__Information provided__
PR #3050, opened 2026-09-03
feat(cosh-ng): [shell] load login PATH

### LINKED ISSUE #3049: [cosh-ng] feat: discover PATH from Bash login profiles
## Component

cosh-ng

A CLI installer may persist a PATH entry only in `~/.bash_profile` and then tell the user to restart the terminal or run `exec $SHELL`. A normal interactive `cosh` session is non-login by default, so both its PATH bootstrap (`bash -ic`) and its managed Bash session load `~/.bashrc`, not `~/.bash_profile`.

This makes the newly installed command remain unavailable after restarting a normal terminal when the installer wrote only the Bash login profile. The observed Qoder CLI installation writes a dispatcher PATH block that prepends `$HOME/.qoder/entry`; when that block exists only in `~/.bash_profile`, `qoder` is not found in a default Cosh terminal.

Current behavior on `up/main` at `6712b3d6593e3e82afc5acacd529d93f7fbd3a4c`:

- Default Cosh launch sets `login_shell = false`.
- Enhanced native-mode PATH bootstrap invokes `bash -ic`.
- The managed Bash marker sources `~/.bashrc` for non-login sessions.
- `~/.bash_profile`, `~/.bash_login`, and `~/.profile` are supported only for `cosh -l`, `cosh --login`, or login-style `argv[0]`.
- `exec $SHELL` without `-l` does not load `~/.bash_profile`.

Minimal reproduction:

1. Put a unique PATH entry in `~/.bash_profile` only.
2. Ensure the entry is absent from `~/.bashrc` and the parent process PATH.
3. Start a normal interactive `cosh` session.
4. Observe that the PATH entry and command are unavailable.
5. Start `cosh -l` and observe that they become available.

After a supported CLI installer updates a standard Bash startup file, a fresh Cosh terminal should make the installed command available, or Cosh should provide a clear diagnostic explaining which startup file was skipped and how to enter a login session.

The resulting contract should preserve standard Bash behavior and avoid blindly sourcing both login and interactive startup files, because startup files may have side effects.

Acceptance coverage should include:

- Non-login Bash with PATH changes in `~/.bashrc`.
- Login Bash with the standard `~/.bash_profile` / `~/.bash_login` / `~/.profile` precedence.
- The installer compatibility case where PATH is written only to a login profile.
- `--isolated` continuing to skip user startup files.
- Guidance for `exec $SHELL` versus `exec "$SHELL" -l`.

## Possible approach

Evaluate whether the pre-launch PATH bootstrap can safely inspect a login-shell PATH separately and merge only PATH entries, without importing arbitrary shell state into a non-login session. If that would violate Bash semantics, add startup diagnostics and documentation that identify the active login/non-login mode and the startup files Cosh loads.

kongche-jbw:
## Why

CLI installers can persist PATH entries only in Bash login profiles while a normal Cosh terminal starts a non-login Bash session. A fresh terminal then misses the installed command even though its dispatcher was added to `~/.bash_profile`.

## What changed

Probe Bash login startup separately for default non-login sessions and import only login-specific PATH additions. Run that supplemental login probe on a bounded isolated PTY initialized from the caller terminal size so profile terminal guards match the managed shell. Launch the PTY probe through a dedicated supervisor process; on Linux only that supervisor becomes a child subreaper, so it terminates and reaps profile-started descendants without claiming unrelated Cosh children. Fail closed when equivalent containment is unavailable. Preserve the managed shell's non-login behavior, standard profile precedence, isolated-mode bypass, and existing Zsh behavior.

## Related issue

closes #3049

## User / Agent impact

Commands installed through Bash login profiles become available in a fresh default Cosh terminal. Login-profile PATH additions retain their placement relative to inherited command directories.

## Risk and compatibility

The additional interactive login Bash child runs on an isolated PTY and executes the user's login profile, which may have external side effects; only PATH is imported into Cosh. The dedicated Linux supervisor terminates only descendants of this disposable probe, while other profile side effects remain possible. Set `COSH_SHELL_BOOTSTRAP_PATH=0` to disable startup PATH probing.

## Validation

Local Linux validation on the current revision:

- `cargo test --locked --package cosh-shell --bin cosh-shell runtime::startup::tests:: -- --test-threads=4` (24 passed)
- `cargo test --locked --package cosh-shell --test shell_host termios::parent_lifecycle::startup_path_probe_ -- --test-threads=1` (4 passed)
- `cargo clippy --locked --package cosh-shell --all-targets -- -D warnings`

The fallback-anchor regression fails before the fix in both the merge tests and a real enhanced Cosh PTY session. Coverage checks prepend/append command collisions, synthetic versus inherited `/usr/local/bin` anchors, terminal guards and dimensions, detached-daemon cleanup, and timeout cleanup. Fallback directories are appended only after merging the actual inherited/non-login PATH with login additions. Broader regression coverage runs in CI.

## Documentation and rollback

No documentation files changed. Disable the behavior with `COSH_SHELL_BOOTSTRAP_PATH=0` or revert commit `0ad122d1`.

### DIFF
--- a/src/cosh-ng/crates/cosh-shell/src/runtime/startup.rs
+++ b/src/cosh-ng/crates/cosh-shell/src/runtime/startup.rs
@@ -1,10 +1,15 @@
 use std::collections::HashSet;
 use std::ffi::OsString;
-use std::io::{IsTerminal, Write};
-use std::os::unix::process::ExitStatusExt;
+use std::fmt;
+use std::fs::File;
+use std::io::{IsTerminal, Read, Write};
+use std::os::unix::process::{CommandExt, ExitStatusExt};
 use std::path::Path;
-use std::process::{Command, ExitStatus};
-use std::time::Duration;
+use std::process::{Command, ExitStatus, Stdio};
+use std::time::{Duration, Instant};
+
+use nix::pty::Winsize;
+use wait_timeout::ChildExt;
 
 use crate::diagnostics::health::{
     record_startup_health_recommendations, HealthFindingCategory, HealthScanReport, HealthSeverity,
@@ -49,7 +54,10 @@ const RESET: &str = "\x1b[0m";
 const LOGO_MIN_WIDTH: u16 = 42;
 const STARTUP_HEALTH_ROW_WAIT: Duration = Duration::from_millis(150);
 const STARTUP_AUTH_HINT_WAIT: Duration = Duration::from_millis(150);
+const BOOTSTRAP_PATH_PROBE_TIMEOUT: Duration = Duration::from_secs(5);
+const BOOTSTRAP_PATH_MAX_OUTPUT_BYTES: usize = 1024 * 1024;
 
+mod descendants;
 mod recommendations;
 #[cfg(test)]
 use recommendations::{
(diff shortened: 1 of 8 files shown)


src/cosh-ng/crates/cosh-shell/src/runtime/startup.rs
```diff
@@ -163,39 +164,158 @@ fn startup_hooks_enabled() -> bool {
...
+}
+
+const BASH_NON_LOGIN_PATH_PROBES: &[BootstrapPathProbe] = &[
+    BootstrapPathProbe {
+        flags: "-ic",
+        source: "Bash interactive startup",
+    },
+    BootstrapPathProbe {
+        flags: "-lc",
+        source: "Bash login startup",
```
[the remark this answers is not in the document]
kongche-jbw: Fixed in 07836f12. The startup probe now runs in its own process group with a 5-second deadline, bounded output capture, and process-group termination on timeout; a timed-out login probe leaves the non-login PATH result intact. Added bash_login_probe_timeout_preserves_non_login_path; local scoped tests passed (21 startup, 7 adapter, and 1 PTY), and the refreshed cosh-ng CI checks are green.

src/cosh-ng/crates/cosh-shell/src/runtime/startup.rs
```diff
@@ -163,39 +168,248 @@ fn startup_hooks_enabled() -> bool {
...
+    source: &'static str,
+}
+
+const BASH_NON_LOGIN_PATH_PROBES: &[BootstrapPathProbe] = &[
+    BootstrapPathProbe {
+        flags: "-ic",
+        source: "Bash interactive startup",
+    },
+    BootstrapPathProbe {
+        flags: "-lc",
```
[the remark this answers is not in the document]
kongche-jbw: Fixed in a895f593. The separate Bash login probe now uses interactive-login semantics (-lic), while merge_bootstrap_paths still subtracts the non-login and inherited PATH entries before promoting login-only additions. The regression profile gates its PATH update on the i flag in $-, so it fails with -lc and passes through the production probe plan. All 21 startup tests, scoped Clippy, and the refreshed cosh-ng CI checks passed.

src/cosh-ng/crates/cosh-shell/src/runtime/startup.rs
```diff
@@ -163,39 +168,248 @@ fn startup_hooks_enabled() -> bool {
...
+fn bootstrap_path_command(shell: &str, flags: &str) -> Command {
+    let mut command = Command::new(shell);
+    command
         .arg(flags)
         .arg("printf '\\n__COSH_PATH_BEGIN__%s__COSH_PATH_END__\\n' \"$PATH\"")
         .env("COSH_SHELL_BOOTSTRAP_PATH", "0")
-        .output()
-    else {
-        return;
+        .stdin(Stdio::null())
```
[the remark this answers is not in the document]
kongche-jbw: Fixed in 673dd5ef. Only the supplemental Bash login probe now runs in its own controlling PTY, preserving the existing pipe behavior for the non-login Bash and Zsh probes; the existing 5-second deadline, bounded capture, and process-group cleanup remain in place. Added the shell-host PTY regression startup_path_probe_preserves_login_profile_tty_semantics with both stdin and stdout TTY guards. The 21 startup tests, exact PTY regression, layout audit, package all-targets Clippy, and refreshed cosh-ng CI all passed.

src/cosh-ng/crates/cosh-shell/src/shell_host/bootstrap.rs
```diff
@@ -191,6 +189,42 @@ fn start_shell_session(
     })
 }
 
+pub(crate) fn spawn_profile_probe_on_pty(mut command: Command) -> io::Result<(Child, File)> {
+    let (master, slave) = open_pty_pair(None)?;
```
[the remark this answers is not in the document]
kongche-jbw: Fixed in 76163d64. The runtime now passes the already captured ShellHostConfig terminal size through the PATH probe into openpty, so the supplemental login shell receives the same nonzero rows and columns as the managed shell. Extended startup_path_probe_preserves_login_profile_terminal_semantics to require both TTY file descriptors and an exact `stty size` value of `37 113`. The 21 startup tests, exact PTY regression, package all-targets Clippy, layout audit, and all required CI checks passed.

src/cosh-ng/crates/cosh-shell/src/runtime/startup.rs
```diff
@@ -163,39 +170,311 @@ fn startup_hooks_enabled() -> bool {
...
+}
+
+const BASH_NON_LOGIN_PATH_PROBES: &[BootstrapPathProbe] = &[
+    BootstrapPathProbe {
+        flags: "-ic",
+        source: "Bash interactive startup",
+        io: BootstrapPathProbeIo::Pipes,
+    },
+    BootstrapPathProbe {
+        flags: "-lic",
```
ikunkun-sys, line 194: **[P1] Avoid orphaning profile-started daemons**

Adding a full `-lic` probe to every non-login Bash launch executes `.bash_profile`, but the caller imports only PATH. A common `eval "$(ssh-agent -s)"` stanza therefore starts an agent and sets `SSH_AGENT_PID`/`SSH_AUTH_SOCK` only inside the throwaway probe; the managed shell receives neither variable, while the daemon survives with PPID 1, so each Cosh launch leaks another unusable agent. I reproduced this at `76163d64` with a temporary HOME and cleared SSH variables: the managed shell reported both as unset while `/usr/bin/ssh-agent -s` remained alive after Cosh exited. The timeout/process-group cleanup does not help because ssh-agent daemonizes successfully before the probe returns.

ikunkun-sys (changes requested):
Requesting changes for one P1 correctness and resource-leak issue found on the current head. The supplemental login-shell probe executes the full Bash profile in a disposable environment and imports only PATH, so profile-started daemons can survive without the variables needed to use or manage them.

src/cosh-ng/crates/cosh-shell/src/runtime/startup.rs
kongche-jbw: Fixed in 2e4fa0f9. The supplemental PTY login probe now enters a Linux child-subreaper scope before spawning Bash, records pre-existing children, and recursively terminates and reaps newly adopted descendants after the probe exits, including processes that daemonize out of the original process group. On platforms where equivalent containment is unavailable, the supplemental probe fails closed. Added startup_path_probe_reaps_detached_profile_daemon, which starts a setsid --fork daemon, verifies PATH is still imported, and asserts the daemon is gone. The 21 startup tests (including default concurrency), both exact PTY regressions, all-targets Clippy, layout audit, and all required CI checks passed.

src/cosh-ng/crates/cosh-shell/src/runtime/startup/descendants.rs
```diff
@@ -0,0 +1,199 @@
...
+            self.cleanup()?;
+            self.restore()?;
+            self.armed = false;
+            Ok(())
+        }
+
+        fn cleanup(&self) -> io::Result<()> {
+            let deadline = Instant::now() + CLEANUP_TIMEOUT;
+            loop {
+                let owned = direct_children()?
```
ikunkun-sys: **[P1] Scope cleanup to probe-owned descendants**

`direct_children().difference(&self.baseline)` treats every process-wide child created after `enter()` as belonging to the login probe, although `SUBREAPER_LOCK` only serializes probes and does not block other threads from spawning children. The following `kill_child`/`reap_child` loop can therefore SIGKILL or consume an unrelated child before its owner waits. On `2e4fa0f9`, `cargo test --quiet --package cosh-shell --bin cosh-shell -- --test-threads=16` failed 23 tests with exit 137 or `ECHILD`; the identical command on `76163d64` passed 2622 tests with 1 ignored, and the new head passes when forced to one test thread. The green CI uses `run_canonical_units cosh-shell cosh-shell 1`, so it does not exercise this concurrency. Please make descendant ownership structural rather than inferring it from a process-wide before/after set.

ikunkun-sys (changes requested):
The previous ssh-agent leak is fixed for both successful and timed-out profile probes. Requesting changes for one new P1 child-ownership bug in the containment implementation: the process-wide baseline can classify, kill, and reap unrelated children created concurrently by other threads. The required CI is green, but its canonical cosh-shell binary suite is explicitly pinned to one test thread and does not cover this interaction.

src/cosh-ng/crates/cosh-shell/src/runtime/startup/descendants.rs
kongche-jbw: Fixed in bfc5ee02. The main cosh-shell process no longer enables PR_SET_CHILD_SUBREAPER or infers ownership from a process-wide before/after child set. It now launches the supplemental PTY probe through a dedicated internal supervisor process; only that supervisor becomes a subreaper, and it refuses to start containment if it already owns a child, so every adopted process is structurally a descendant of the profile probe. The daemon regression now asserts that the profile Bash parent is distinct from the Cosh wrapper, and a new timeout regression verifies that both the supervisor and a detached daemon are gone. The reported 16-thread command passed on the final tree (2622 passed, 1 ignored), along with 21 startup tests, both daemon paths, PTY semantics, all-targets Clippy, layout audit, and all required CI checks.

src/cosh-ng/crates/cosh-shell/src/runtime/startup.rs
```diff
@@ -163,39 +171,371 @@ fn startup_hooks_enabled() -> bool {
...
+                .filter(|entry| !entry.is_empty() && !existing.contains(entry))
+                .collect::<Vec<_>>()
+                .join(":")
+        })
+    } else {
+        None
+    };
+
+    let mut paths = Vec::with_capacity(discovered.len() + 3);
+    if let Some(path) = login_only.as_deref().filter(|path| !path.is_empty()) {
```
ikunkun-sys: **[P1] Preserve appended login-profile PATH precedence**

`login_only` is collected without its position anchors and then pushed before both the non-login and inherited PATHs, so an entry intentionally appended by `.bash_profile` becomes high priority in Cosh. With inherited `PATH=/usr/bin:/bin` and `export PATH="$PATH:$HOME/late-bin"`, standard login Bash resolves `ls` as `/usr/bin/ls`, while the current Cosh launch resolves it as `$HOME/late-bin/ls`. This can execute a different binary than the user's login shell. The merge needs to preserve whether each login-only addition appeared before or after the inherited entries; regression coverage should include both prepend and append collisions.

ikunkun-sys (changes requested):
One blocking correctness issue remains on the current head. The dedicated supervisor fixes the earlier process-wide child-ownership problem, and the current CI plus targeted concurrency/PTY validation are green, but the login-profile PATH merge can still invert the user's intended command precedence.

src/cosh-ng/crates/cosh-shell/src/runtime/startup.rs
kongche-jbw: Fixed in c4d33148. The Bash non-login merge now builds the non-login/base PATH first and inserts only login-specific additions at their neighboring base anchors, so prepended directories stay ahead of inherited commands while appended directories remain behind them; login-profile removal or reordering of existing directories is still not imported. Added executable-collision coverage for both prepend and append cases plus an internal anchor-order regression. Local startup tests (23), the 16-thread cosh-shell suite (2624 passed, 1 ignored), Clippy, format, and layout checks passed. Required CI is green after rerunning two unrelated relay timing flakes; both exact tests also passed 3/3 local reruns.

src/cosh-ng/crates/cosh-shell/src/runtime/startup.rs
```diff
@@ -163,39 +171,398 @@ fn startup_hooks_enabled() -> bool {
...
+    }
+}
+
+fn merge_path_additions_at_anchors(overlay: &str, base: &str) -> String {
+    let mut merged = base
+        .split(':')
+        .filter(|entry| !entry.is_empty())
+        .map(str::to_string)
+        .collect::<Vec<_>>();
+    let anchors = merged.iter().cloned().collect::<HashSet<_>>();
```
ikunkun-sys, line 506: **[P1] Exclude synthetic fallback directories from PATH anchors**

`base` already contains the fallback directories appended at lines 483–484, so this set treats `/usr/local/bin` as an inherited anchor even when the parent and non-login PATH contain only `/usr/bin:/bin`. On a host where `/etc/profile` prepends `/usr/local/bin`, a user profile containing `export PATH="$HOME/login-only:$PATH"` produces an overlay with `login-only` before that directory. The merge inserts `login-only` at the fallback `/usr/local/bin` position, which is after `/usr/bin`, reversing the user's explicit prepend. In a temporary HOME on this commit, login Bash resolved `ls` to `$HOME/login-only/ls`, while a real enhanced Cosh PTY session resolved `/usr/bin/ls`; the resulting Cosh PATH placed `login-only` after `/usr/bin:/bin:/opt/homebrew/bin`. The existing `runtime::startup::tests::bash_non_login_probe_reads_bashrc_then_interactive_login_path` also fails at startup_tests.rs:646, including in an isolated single-thread run. This can select the wrong installed command despite the simple prepend/append unit tests passing.

ikunkun-sys (changes requested):
Requesting changes for one P1 PATH-ordering issue on c4d33148: synthetic fallback directories are treated as inherited PATH anchors, so a login-profile prepend can still end up behind system commands.

Validation from the completed local review of this same commit:
- Startup suite: 22 passed, 1 failed. The failing bash_non_login_probe_reads_bashrc_then_interactive_login_path test also failed when run alone with --exact --test-threads=1.
- Binary suite with --test-threads=16: 2623 passed, 1 failed, 1 ignored; the same PATH test failed.
- Real Cosh PTY reproduction confirmed different command resolution from login Bash.
- All three supervisor PTY tests passed.

The PR head and threads were refreshed before submission; the head is unchanged and current GitHub CI checks are green. The local failure depends on the host's login-profile PATH layout.

src/cosh-ng/crates/cosh-shell/src/runtime/startup.rs
kongche-jbw: Fixed in 0ad122d1818d1955c728a65fc8dbfb6ad39b3441. Synthetic fallback directories are now appended only after login additions are merged against the actual inherited/non-login PATH, so a login-profile prepend stays ahead of system commands. Added deterministic prepend/append collision and fallback-versus-inherited anchor coverage, plus a real enhanced Cosh PTY regression that executes the login directory's `ls`. Both merge regressions and the PTY regression failed before the fix. On the final revision, all 24 startup tests, all 4 PATH-probe PTY tests, scoped all-targets Clippy, format, and layout checks passed; refreshed CI (main cosh-ng tests, fast checks, release build, and all other applicable checks) is green without retries.

ikunkun-sys (approved):
Re-reviewed 0ad122d1818d1955c728a65fc8dbfb6ad39b3441 against the previous revision. No remaining actionable findings.

The previous PATH-precedence blocker is fixed: login-only additions are merged against actual inherited/non-login PATH entries before synthetic fallback directories are appended. The previously failing real Bash profile test and the real enhanced Cosh PTY command-collision regression now pass.

Independent local validation on this exact head (Linux):
- 24 runtime startup tests passed.
- All 4 PATH-probe PTY tests passed, covering terminal semantics, command precedence, detached-daemon cleanup, and timeout cleanup.
- cargo fmt --all -- --check passed.
- cargo clippy --locked --package cosh-shell --all-targets -- -D warnings passed.
- cosh-shell layout audit passed.

Validation was scoped; the full workspace suite and non-Linux runtime behavior were not tested locally. Immediately before submission, head/base were unchanged, all 12 applicable remote checks were successful, and all 8 historical review threads were resolved.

__Task goal__
Look above for the line holding "Acceptance coverage should", then set down exactly that line and every line after it up to and including the line holding "## What changed", with nothing else.

__Your response__
Acceptance coverage should include:

- Non-login Bash with PATH changes in `~/.bashrc`.
- Login Bash with the standard `~/.bash_profile` / `~/.bash_login` / `~/.profile` precedence.
- The installer compatibility case where PATH is written only to a login profile.
- `--isolated` continuing to skip user startup files.
- Guidance for `exec $SHELL` versus `exec "$SHELL" -l`.

## Possible approach

Evaluate whether the pre-launch PATH bootstrap can safely inspect a login-shell PATH separately and merge only PATH entries, without importing arbitrary shell state into a non-login session. If that would violate Bash semantics, add startup diagnostics and documentation that identify the active login/non-login mode and the startup files Cosh loads.

kongche-jbw:
## Why

CLI installers can persist PATH entries only in Bash login profiles while a normal Cosh terminal starts a non-login Bash session. A fresh terminal then misses the installed command even though its dispatcher was added to `~/.bash_profile`.

## What changed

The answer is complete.